_Instructions for the task_
Check each line of the data, and copy those where "particular" appears.

_The data_
PR #1094, opened 2021-09-28
docs: warn users about bad practice

### LINKED ISSUE #1087: Docs have an example that promotes bad practice
## Describe the bug

https://express-validator.github.io/docs/custom-validators-sanitizers.html

On this page there is an example where it is checked if an email is already in use by accessing a data repository from a validator. Practice like this is bad as you'll only get a validation error if your database connection is dead for example. Proper error handling in such cases could be problematic. Issue described here: 

https://stackoverflow.com/questions/69136203/service-data-layer-exception-handling-in-express-validator/69136384#69136384

Business logic related validation and error handling should happen in the service layer: 
https://stackoverflow.com/questions/16394296/in-which-layer-should-validation-be-performed

## Suggestion:

Add a note on the docs page of the implications of accessing the data layer from a validator.

hariprasadkc:
## Description
Fixes #1087 
 https://express-validator.github.io/docs/custom-validators-sanitizers.html
The above documentation promotes a couple of bad practices that might affect the quality of the documentation.

- Illustration of accessing data layer directly from validation layer
- Promoting the usage of unvalidated data

### DIFF
--- a/docs/feature-custom-validators-sanitizers.md
+++ b/docs/feature-custom-validators-sanitizers.md
@@ -62,6 +62,8 @@ app.post('/user', body('email').custom(isValidUser), (req, res) => {
 
 <!--END_DOCUSAURUS_CODE_TABS-->
 
+> **Note:** In the example above, validation might fail even due to issues with fetching User information. The implications of accessing the data layer during validation should be carefully considered.
+
 ### Example: checking if password confirmation matches password
 
 ```js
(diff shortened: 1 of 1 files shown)


docs/feature-custom-validators-sanitizers.md
```diff
@@ -62,13 +62,16 @@ app.post('/user', body('email').custom(isValidUser), (req, res) => {
...
+> **Note:** In the example above, validation might fail even due to issues with fetching User information. The implications of accessing the data layer during validation should be carefully considered.
+
 ### Example: checking if password confirmation matches password
 
 ```js
 const { body } = require('express-validator');
 
 app.post(
   '/user',
+  body('password').isLength({ min: 5 }),
```
fedeci, line 74: This doesn't add that more layer of security, but we can't do anything for that right now.

fedeci (approved):
Thanks!

Issue #1085, opened 2021-09-02
How to use CheckSchema to validate isPostalCode


fngch:
Hi folks,
I am using checkSchema to validate request body, unsure how to define the  schema for those validators with locale, it is fine by using check(...).isPostalCode( the options automatedly popup here, but in the checkSchema,it  does not, and not accepted passing 'US', and did not find a way to reference to type PostalCodeLocale in the schema definition.

Any help would be appreciate.

Charles F

fedeci:
Hi there, have you tried passing the `options: 'YOUR_LOCALE'`?
I know it is really annoying but we are (slowly 😞) working to fix it, there is a PR for v7 if I am not wrong.
```js
checkSchema({
	foo: {
		isPostalCode: {
			options: 'US'
 		}
	}
})
```

fngch:
Tried it, works fine now, thank you very much!

PR #1095, opened 2021-10-02
schema usage according to documentation results in Error

fkarg:
Current schema validation usage according to [the feature example](https://express-validator.github.io/docs/schema-validation.html) of `isPostalCode` results in an error: 

```json
    "errors": {
        "message": "Invalid locale 'undefined'"
    }
```

According to #1085, a PR for v7 is on the way to improve this (?). Anyway, I'd appreciate it if you could update this in the documentation of v6 as well. Do tell me if I should PR to a different branch (`v6.13-features` maybe?) instead.


fedeci (approved):
It's correct, thanks!

PR #1097, opened 2021-10-05
refactor: remove the unnecessary code

gabrielsimongianotti:
## Description

remove line 11, because it is not necessary


fedeci:
As you can see from the tests it is necessary :)

gabrielsimongianotti:
thank you very much

PR #1098, opened 2021-10-05
refactor: remove import not used

gabrielsimongianotti:
## Description

remove unused and inexistent import on `src/index.ts`


gustavohenke (changes requested):
thanks, it might be unnecessary but I'd like to keep it anyhow as it helps determining where things are coming from.

Issue #1106, opened 2021-11-08
Bump validator to 13.7.0


tux-tn:
Hello guys,

Validator [13.7.0](https://github.com/validatorjs/validator.js/releases/tag/13.7.0) has been published last week and is fixing two ReDOS vulnerabilities in `rtrim` and `isMagnetURI` that may affect `express-validator`.

I can work on it if nobody is already preparing a PR

fedeci:
I was planning to do it two days ago, but I am super messed with Fig and school stuff and I have no time. Would love a PR!

tux-tn:
Sorry didn't get back to you! I will gladly take the issue if you didn't start working on it yet.

fedeci:
Thanks!

fedeci:
@tux-tn have you started implementing this one? I can do it today and tomorrow.

tux-tn:
Really sorry, i started working on it but didn't finish all the changes, work and personal stuff took all my time 😓  Feel free to take the PR. I don't want to delay this change.

fedeci:
👍

PR #1110, opened 2021-11-25
upgrade validator to 13.7.0

elkarimareda:
## Description

upgrade library validator to 13.7.0
problem vulnerability


fedeci:
I am aware of this vulnerability, we already have plans for a PR that would support all the new validators too (see #1106). Furthermore just updating the dep breaks the package as you can see from the tests.

PR #1112, opened 2021-11-30
fix some old node cannot chainning the message

EddyPermana22:
## Description

on some old node, the chainning message validator not working.
fix this by copy the object and assign message using object destruction

## To-do list


fedeci:
On which old node version in particular is this happening?

fedeci:
> On which old node version in particular is this happening?

Friendly ping @EddyPermana22.

PR #1113, opened 2021-12-01
ci: add old node versions to CI

fedeci:
## To-do list

### DIFF
--- a/.github/workflows/ci.yml
+++ b/.github/workflows/ci.yml
@@ -8,7 +8,7 @@ jobs:
       # a more recent Node.js version
       fail-fast: false
       matrix:
-        node: [12, 14, 16]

_Response area_
On which old node version in particular is this happening?
> On which old node version in particular is this happening?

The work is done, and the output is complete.